PR #47, opened 2016-04-17
Fix Rose2 process

dblenkus:


resolwe_bio/processes/chip_seq/rose2.yml
```diff
@@ -16,7 +16,7 @@
     - name: g
       label: Genome
       type: basic:string
-      required: false
+      required: true
```
jkokosar: I think you can just delete this line. If you omit the "required" field, it will default to "required: true"

jkokosar:
@dblenkus Ready to accept.

resolwe_bio/processes/chip_seq/rose2.yml
dblenkus: Fixed.

PR #49, opened 2016-04-21
Update vc-gatk-joint processor

jkokosar:
Requires change in how the Picard tool is called in Genesis.


tjanez:
Please, close this PR and create a new against the new `legacy` branch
.....
[TASK ITEM]: When a line of the records has the word "dblenkus", pick it out and copy it.

[EXERCISE ANSWER]:
dblenkus:
@dblenkus Ready to accept.
dblenkus: Fixed.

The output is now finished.